> [Task statement]: For the entries below, how many lines include the word "Kind"? Give the figure and nothing more.

> [Dataset extract]:
PR #1469, opened 2022-12-27
fixed performance issues with `svgReplaces`

ArnoldSmith86:
The previous code thought "when the SVG is loaded from the server, just rebuild the entire card". Which in turn triggers the SVG waiting code for any other faces again.

With this PR, it literally only changes the backgroundImage of the card object waiting for the SVG.

This also removes the call to `mapAssetURLs` for the resulting SVG. Gotta think about that one for a second. Not sure if the SVG can even load assets.


ArnoldSmith86:
PR-SERVER-BOT: You can play around with it here: https://test.virtualtabletop.io/PR-1469/pr-test (or any other room on that server)

After merging, a backup will be available at `https://beta.virtualtabletop.io/editor/PR1469-pr-test`.

robartsd:
It is possible for SVG to load external resources with URL. The SVG is loaded to css as a data URL, so CORS headers might affect if asset URLs can load in these SVGs.

robartsd:
Should a similar approach be used in basicwidgt.js? The performance hit for basic widget is not as severe as rebuilding the card DOM and the non-DOM element faces aspect of basic widget would make it more difficult.

ArnoldSmith86:
> It is possible for SVG to load external resources with URL. The SVG is loaded to css as a data URL, so CORS headers might affect if asset URLs can load in these SVGs.

https://virtualtabletop.io/p73t looks like embedding assets inside the SVG doesn't work with or without `svgReplaces` in production:

image

Opening the asset https://virtualtabletop.io/assets/1693515078_358 directly in Firefox does embed https://virtualtabletop.io/assets/-856267359_1064 into it for me:

image

Does anybody see different results?

ArnoldSmith86:
> Should a similar approach be used in basicwidgt.js? The performance hit for basic widget is not as severe as rebuilding the card DOM and the non-DOM element faces aspect of basic widget would make it more difficult.

Yeah, I would prefer to wait until problems arise. Should be far less severe.

robartsd:
> Does anybody see different results?

I see the same results. In chromium browser, I don't see any attempt to load external resources for background image SVGs.

robartsd (approved):
Code looks okay to me.

96LawDawg:
Another room that was badly broken was Assets - Jumping Dice. Recently I couldn't even get that to load on my PC. Just now it wouldn't load on iPad in production. This changes make it smooth as butter. 

Interestingly, Jumping Dice didn't used to be that bad. Neither was 5 of a Kind. Something must have changed sometime to make more svgGet calls. Thanks for the fixes.

96LawDawg (changes requested):
I was hoping to be able to approve this and get it merged, but this breaks something with "jumping dice."  Those are in the Assets file and those are used in Five of a Kind.  They just don't appear on the screen anymore.  I thought maybe this was related to the server crash and the loss of assets, so I uploaded them again.  But no dice.

ArnoldSmith86:
These?

96LawDawg (approved):
Well, they were not there before.  I swear.

Approved through test.

ArnoldSmith86:
Well, it's supposed to work every time. Can you reproduce it? It shouldn't be the storage problem either way because those assets are in the public library. Those shouldn't be affected.

96LawDawg:
> Well, it's supposed to work every time. Can you reproduce it? It shouldn't be the storage problem either way because those assets are in the public library. Those shouldn't be affected.

I can't reproduce.  I was just going to test Jumping Dice assets on my PC.  I had done it on my iPad while out of town.  When I tried to do it (same in Five of a Kind because same assets), I got nothing visible on the screen.  But as soon as you pointed it out, I went back and they are there.  I've checked on all my browsers and all my devices.  Must have been a one-off glitch on my PC.  I can't explain it and can't reproduce it.

PR #1473, opened 2022-12-30
further fixes to state migration

ArnoldSmith86:
Some games and tutorials have a different name in the metadata than in the directory name. That was always intended but the migration function looked at the wrong one. Apparently I only tested with games that had the same name.

We will have to think about this a bit because in the future this approach would mean hard-coding entries to the introduced `map` variable whenever a public library game changes its name or image but for now this should fix that some games don't get migrated properly (for example Duel 52).


ArnoldSmith86:
PR-SERVER-BOT: You can play around with it here: http://212.47.248.129:1473/pr-test (or any other room on that server)

After merging, a backup will be available at `https://beta.virtualtabletop.io/editor/PR1473-pr-test`.

ArnoldSmith86:
I messed up with the branch again. Replaced by #1474.

PR #1474, opened 2022-12-30
further fixes to state migration

ArnoldSmith86:
Some games and tutorials have a different name in the metadata than in the directory name. That was always intended but the migration function looked at the wrong one. Apparently I only tested with games that had the same name.

We will have to think about this a bit because in the future this approach would mean hard-coding entries to the introduced `map` variable whenever a public library game changes its name or image but for now this should fix that some games don't get migrated properly (for example Duel 52).


ArnoldSmith86:
PR-SERVER-BOT: You can play around with it here: http://212.47.248.129:1474/pr-test (or any other room on that server)

After merging, a backup will be available at `https://beta.virtualtabletop.io/editor/PR1474-pr-test`.

flackr (commented):
I wanted to be helpful and provide a good review but I feel I'm still not fully understanding the problem space. Feel free to ignore and just get a review from someone who already knows this stuff, but my understanding from reading this is:

AFAICT migration currently uses the filename but it should use the metadata name because filename shouldn't matter, right? So is the issue that the target state was based on the filename (because it had to be based on old code) which doesn't match the metadata name in the update so we need to make these equivalent for existing content?

96LawDawg (approved):
Approved without testing or review.

PR #1475, opened 2022-12-30
fixed state migration for duplicate games

ArnoldSmith86:
If a room had the same public library game 60x before #1223, the migration would remove the duplicates but it would count each one towards the stars.

Also: a public library game is hidden if all its variants get linked to from other games in the room. This PR changes it so it is only hidden if it is not also starred.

> [Task answer]: 3